===== SUPPLIED RECORDS

PR #9910, opened 2023-07-11
[Stylesheets] Sliders and some cleanup.

MisterMakerNL:
I gave the sliders some love and found some missing checkboxes, I also added a border to some checkbox svg files Checkbox_undetermined had not border while the rest did. So basically a clean-up.

And made the check_light....actually light and not the exact same black as the check_dark.
afbeelding
afbeelding
afbeelding
afbeelding

PR can be tested by installing this addon:
https://github.com/MisterMakerNL/Freecad-Built-in-themes-beta

---


benj5378:
Without even reading the code, there are multiple formatting issues here. The svg files should really be plain svg without inkscape stuff : this conversion should be done by it's own commit.

There's a 6000 lines diff, can't see it as the diff is too big, but guess it's some kind of formatting. This type and this size of formatting is not allowed in this PR.

MisterMakerNL:
Nice friendly feedback....
There was a tab issue in 2 or 3 files, no clue how it got in. I removed the extra tabs.
Every stylesheet has the same edits so it is easy to check.
I do see that it again has ticked Cmakesettings, which is super annoying that I have too think about that every-time. So I ahve to fix that.
About the svg, I have no clue what you mean with inkscape and conversions care to explain?

src/Gui/Stylesheets/images_dark-light/checkbox_light.svg
```diff
@@ -2,66 +2,41 @@
...
+   viewBox="0 0 30 29.999999"
+   sodipodi:docname="checkbox_dark.svg"
+   inkscape:version="1.2-beta (1b65182ce9, 2022-04-05)"
+   xmlns:inkscape="http://www.inkscape.org/namespaces/inkscape"
+   xmlns:sodipodi="http://sodipodi.sourceforge.net/DTD/sodipodi-0.dtd"
+   xmlns="http://www.w3.org/2000/svg"
+   xmlns:svg="http://www.w3.org/2000/svg"
+   xmlns:rdf="http://www.w3.org/1999/02/22-rdf-syntax-ns#"
+   xmlns:cc="http://creativecommons.org/ns#"
+   xmlns:dc="http://purl.org/dc/elements/1.1/">
```
luzpaz, line 18: The SVGs need to be saved without inkscape header info, is what I think @benj5378 is referring to. 
In inkscape it's something like: 
Open the save dialog [File > Save As...] and in the drop down list choose Optimised SVG

benj5378:
@MisterMakerNL 

> Nice friendly feedback...

Sorry, but I believe it is stated somewhere, that formatting is not allowed as part of PR (though now I can't find it myself). That doesn't mean I don't like you contributing to the project - I do. The reason that we don't want formatting changes for multiple reasons, both contribution stats and it creates a lot of noise in git-blame for instance. Non the less, if it's done, it should be a commit by itself for keeping track of actual changes and formatting noise. I don't know if someone has another opinion than me?

>> The svg files should really be plain svg without inkscape stuff : this conversion should be done by it's own commit.
>>
> Mean with inkscape and conversions care to explain

All attributes in SVG starting with `inkscape:` is not really SVG but just metadata convenient for Inkscape usage/editing, for instance `inkscape:pagecheckerboard="0"`. Therefore, we don't really want it to be included into our files. `inkscape:zoom="14.116667"` this for instance is data on your last zoom in Inkscape level I believe.

It's really not your fault as it were there to begin with, but it would be good to remove it. This is what I call "conversion", convert Inkscape SVG to Plain SVG. This can be done in Inkscape by using "Save As..." and then choosing Plain SVG as the filetype.

:) let me know if you have any more questions

src/Gui/Stylesheets/images_dark-light/checkbox_light.svg
benj5378: Plain SVG, not optimised XD else it will be all collapsed and stuff I believe. We usually save as Plain SVG in the repo as far as I know.

grubertechnic:
> Nice friendly feedback....

I assume, that is sarcasm. If it is, i do not see any unfriendliness, it is just notes.

Also a note from me, please change the the tile. Give a meaningful tile like

_[Stylesheets] Lorem ipsum_

See https://wiki.freecad.org/Source_code_management#Writing_good_commit_messages. Else when search commits or while any other git and code management operations, the handling is bad.

MisterMakerNL:
I fixed some svg files but I feel like this work was just useless busy work. I saved 300kb.... Also every single SVG file I opened in the folder has inkscape stuff.
So yeah, probably a bunch of time wasted.

benj5378:
> I fixed some svg files but I feel like this work was just useless busy work. I saved 300kb.... Also every single SVG file I opened in the folder has inkscape stuff. So yeah, probably a bunch of time wasted.

If you want to look at it that way, okay then. But for most regular developer, it's important as to avoid lots of noise throughout the repository. Writing code is easy. Maintaining code is difficult. Therefore we want to do ourselves that favor to keep things tidy.

I really only expected you to clean up the 3-4 files you had already begun editing. But nice that you did it with all of the files.

benj5378:
@MisterMakerNL 
> a bunch of time wasted.

If it was that bad, then for another time:
```
import os

for file in os.listdir("./"):
    if file.endswith(".svg"):
        os.system(f"./Inkscape-b0a8486-x86_64.AppImage --export-plain-svg ./{file} --export-filename=./{file}")
```

chennes:
> Sorry, but I believe it is stated somewhere, that formatting is not allowed as part of PR (though now I can't find it myself).

You are probably thinking of this section of the [Handbook](https://freecad.github.io/DevelopersHandbook), in the [Maintainer's Guide](https://freecad.github.io/DevelopersHandbook/maintainersguide/):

==========

All lines in the listing above from the line containing "There's a 6000" to the line containing "About the svg, I", inclusive, should be retyped exactly; no other lines should appear.

There's a 6000 lines diff, can't see it as the diff is too big, but guess it's some kind of formatting. This type and this size of formatting is not allowed in this PR.

MisterMakerNL:
Nice friendly feedback....
There was a tab issue in 2 or 3 files, no clue how it got in. I removed the extra tabs.
Every stylesheet has the same edits so it is easy to check.
I do see that it again has ticked Cmakesettings, which is super annoying that I have too think about that every-time. So I ahve to fix that.
About the svg, I have no clue what you mean with inkscape and conversions care to explain?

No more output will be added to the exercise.